Saved entries
◇ ◇ ◇ ◇ ◇

PR #6722, opened 2024-10-30
Set diagnositc ice falling flux as zero to avoid ice double counting in COSP.

yunpengshan2014:
PR#5827 introduced an unexpected issue affecting the COSP CALIPSO 
simulator diagnostics. This issue arises from assigning the P3 diagnostic 
precipitating solid phase particle falling flux to “precip_ice_flux” for 
diagnostic purposes. Since “precip_ice_flux” is also a required input field
 and is treated as snow in the CALIPSO simulator, this results in the 
double-counting of solid phase particles. This is because the E3SMv3 
implemented the single-ice category version of P3 as used in SCREAM, 
where the simulated solid particles are either precipitating or non-precipitating. 

While assigning the P3 diagnostic precipitating solid phase particle falling
 flux to “precip_ice_flux” is technically correct, it inadvertently leads to 
double-counting of ice in the CALIPSO simulator's cloud diagnostics. 
Note that this issue does not impact model simulations.

[BFB] except for tests with COSP CALIPSO simulator output

### DIFF
--- a/components/eam/src/physics/p3/eam/micro_p3.F90
+++ b/components/eam/src/physics/p3/eam/micro_p3.F90
@@ -4350,7 +4350,6 @@ subroutine ice_sedimentation(kts,kte,ktop,kbot,kdir,    &
               dt_left, prt_accum, inv_dz, inv_rho, rho, num_arrays, vs, fluxes, qnr, dt_sub)
 
          do k = k_qxbot,k_qxtop,kdir
-!            precip_ice_flux(k+1) = precip_ice_flux(k+1) + flux_qit(k)*dt_sub ! shanyp
             sflx(k+1) = sflx(k+1) + flux_qit(k)*dt_sub
          enddo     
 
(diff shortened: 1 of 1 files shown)


rljacob:
@yunpengshan2014 can you open an issue describing the problem?

yunpengshan2014:
Hi Rob,
We have a confluence page describing this problem:
https://acme-climate.atlassian.net/wiki/spaces/ATMOS/pages/edit-v2/4654497798?draftShareId=c179bae8-e00d-4754-8faf-0d05f5eb48a2.

Does it work?
Regards,
Yunpeng

rljacob:
No there needs to be a github issue.

wlin7:
@yunpengshan2014 , look like with the current P3 scheme, the assignment for precip_ice_flux should never exist. I would suggest delete the line altogether, instead of just commenting out.

crterai:
@yunpengshan2014 - Would you address @wlin7's comment? Then I can approve the PR.

wlin7:
@crterai , I have remove the commented out lines. If ever needed again for diagnostics purpose, the calculations are the same as for `sflx`.

wlin7 (approved):

wlin7:
Merged to next.

PR #6725, opened 2024-10-31
Fix alarm error for MALI adaptive timestepper

matthewhoffman:
MALI uses an MPAS alarm to handle ensuring its adaptive timestepper does not step past a coupling interval.  In recent attempts to enable the adaptive timestepper in MALI within E3SM, it was discovered that the required alarm is not being reset properly during init in the glc driver, which results in an error because MALI tries to use a 0 second dt on the first timestep.  This PR resets the alarm in glc_init_mct after the component clock is finished being set up, which solves the problem.

This PR also enables the adaptive timestepper for the `mali-gis20km` testmod to ensure this functionality gets tested.  Because the coupling interval in this test (1 day) is much smaller than the CFL-limiting timestep, the dt being applied remain unchanged, so there are no answer changes.  But the adaptive timestepper functionality in MALI is active and being run.

[NML] only for testdef mali-gis20km
[BFB]

### DIFF
--- a/components/mpas-albany-landice/cime_config/testdefs/testmods_dirs/mali/gis20km/user_nl_mali
+++ b/components/mpas-albany-landice/cime_config/testdefs/testmods_dirs/mali/gis20km/user_nl_mali
@@ -1,1 +1,3 @@
 config_am_globalstats_enable = .false.
+config_adaptive_timestep = .true.
+config_adaptive_timestep_force_interval = '0000-00-01_00:00:00'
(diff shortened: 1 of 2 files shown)


matthewhoffman:
Tested successfully with:
```
./create_test --wait -q debug  --walltime 0:30:00    ERS.ne30pg2_r05_IcoswISC30E3r5_gis20.IGELM_MLI.pm-cpu_gnu.mali-gis20km
```

stephenprice (approved):
Approved -- based on recent rigorous testing (of both changes) in IG cases using the 1-to-10km GIS init. cond.

jonbob (approved):
Approved based on testing and visual inspection

jonbob:
Passes e3sm_landice_developer on chrysalis with the gnu compiler with only NML DIFFs for tests using the mali-gis20km testdef, which is modified by this PR

merged to next

jonbob:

◇ ◇ ◇ ◇ ◇

● THE TASK:
Where does the word "solid" occur in the records? Return every line that holds it.

● ANSWER SPACE:
precipitating solid phase particle falling flux to “precip_ice_flux” for 
double-counting of solid phase particles. This is because the E3SMv3 
where the simulated solid particles are either precipitating or non-precipitating. 
While assigning the P3 diagnostic precipitating solid phase particle falling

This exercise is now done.